But since $\xi$ is a limit point, there are infiniely many $a\in A_\epsilon$ such that $|a-\xi|<\delta$ yet $|f(a)-\lim_{x\to a}f(a)|>\epsilon$

@MichaelGreinecker That observation is what should show that $\ell$ can't exist, but I'm stuck there.

Michael Greinecker

12:55 AM

@PeterTamaroff I have to think about this for a minute or so.

Peter Tamaroff

@MichaelGreinecker OK. The idea is that there will be infinitely many points away from $\ell$ in a $\delta$ nbhd of $\ell$, which is impossible.
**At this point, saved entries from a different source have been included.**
PR #1239, opened 2026-02-03
chore(ai): clean up Bedrock-specific workarounds from `generate-models.ts`

unexge:
We had some workarounds in `generate-models.ts` initially - mainly to make cross-region inference work for Amazon Bedrock provider, but now these are upstreamed into models.dev with https://github.com/anomalyco/models.dev/pull/607 & https://github.com/anomalyco/models.dev/pull/786 and we no longer need those.


badlogic:
Awesome, thabks!

PR #1240, opened 2026-02-03
Enhance /copy with numbered code blocks, richer autocomplete, and label visibility

terrorobe:
## Summary
- add Markdown code block metadata and per-block labels so rendered output can identify and reference specific code blocks, including label offsets for multi-segment messages
- extend /copy to target numbered code blocks with richer autocomplete entries (previews + language hints) and label visibility tied to the /copy autocomplete context, so users can reliably pick the right block from the last assistant response
- add submit-on-select support for autocomplete items so selecting a /copy entry immediately executes the command without extra confirmation, while keeping existing editor behavior intact

### DIFF
--- a/packages/coding-agent/CHANGELOG.md
+++ b/packages/coding-agent/CHANGELOG.md
@@ -2,6 +2,10 @@
 
 ## [Unreleased]
 
+### Added
+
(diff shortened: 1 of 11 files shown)


badlogic:
No, sorry, that's a bunch of big changes, some of questionable quality, including removal of some code that's entirely unrelated to the PR description.

You can implement your own copy command in an extension that reparses the raw assistant message and does the needful.

PR #1246, opened 2026-02-04
fix(coding-agent): avoid crash of /settings with small width

haoqixu:
after:

https://github.com/user-attachments/assets/3b90ed13-1a42-4d57-b87e-c34d60ed0dba


badlogic:
Cheers!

I can't formalize it, though.

@MichaelGreinecker You get the idea, right? Note that $f$ is such that discontinuities are all removable.

Michael Greinecker

@PeterTamaroff Every open $\delta$-neighborhood of $x_i$ contains an $a$ from $A_\epsilon$ since $x_i$ is an accumulation point and a point $x$ such that $|f(x)-f(a)|>\epsilon$. Both $a$ and $x$ can be taken to be different from $\xi$. Since $\delta$ is arbitrary, this shows that $\ell$ can't exist.

Peter Tamaroff

@MichaelGreinecker Where does $x$ come from?

Pilot

1:13 AM

hi once again. I have looked through many defintions of embedding some metric space into another, wanted to ask you as well. Could anyone explain me what is embedding a metric in to another?

Michael Greinecker

@PeterTamaroff Since $\lim_{y\to a}f(y)$ exists, take any sequence $(y_n)$ converging to $a$ not containing $a$ as a term. Then $|\lim_{n\to\infty}f(y_n)-f(a)|>\epsilon$. Since the inequality is strict, we have $|f(y_n)-f(a)|$ for some large enough $n$. If $n$ is large enough, it will also be in the $\delta$-neighborhood. So let $x=y_n$.

Peter Tamaroff

@MichaelGreinecker $|f(y_n)-f(a)|$ what for some large enough $n$?

Michael Greinecker

@PeterTamaroff $|f(y_n)-f(a)|>\epsilon$

Peter Tamaroff

@MichaelGreinecker Right.

anon

@Pilot It's a mapping from one space to another that neither expands nor shrinks any distances by too great of a ratio (i.e. the ratio $d_Y(\phi(x),\phi(y)):d_X(x,y)$ is bounded above and below by positive constants).

Peter Tamaroff

1:27 AM

@MichaelGreinecker So we say

For this particular $\epsilon >0$, given any $\delta >0$, we can choose $x$ and $a$ such that $x,a$ are in a $N_\delta(\xi)$ but $|f(x)-f(a)|>\epsilon$.

Michael Greinecker

@PeterTamaroff Exactly.

Peter Tamaroff

And now I use the triangle ineq to get to a contradiction?

Alexander Gruber

Can somebody explain to me why this question isn't equivalent to @JacobSchlather 's comment?? Since finite groups are Hopfian isn't every epimorphism an isomorphism? math.stackexchange.com/questions/221152/…

Peter Tamaroff

@MichaelGreinecker I think we should've taken $\epsilon/2$... to get $$\varepsilon < \left| {f\left( a \right) - f\left( x \right)} \right| \leqslant \left| {f\left( a \right) - \ell } \right| + \left| {\ell - f\left( x \right)} \right| < \frac{\varepsilon }{2} + \frac{\varepsilon }{2} = \varepsilon $$

Bitrex

Maybe some of you real analysis folks could answer a question when you have a chance. If $f(x)$ and $g(x)$ have for coefficients of their series expansions $f_n$ and $g_n$, and their coefficients run over the same indices and are positive and monotone decreasing, is it the case that $f(x) < g(x) \forall x \geq 0 \in \mathbb R \implies f_n < g_n \forall n$?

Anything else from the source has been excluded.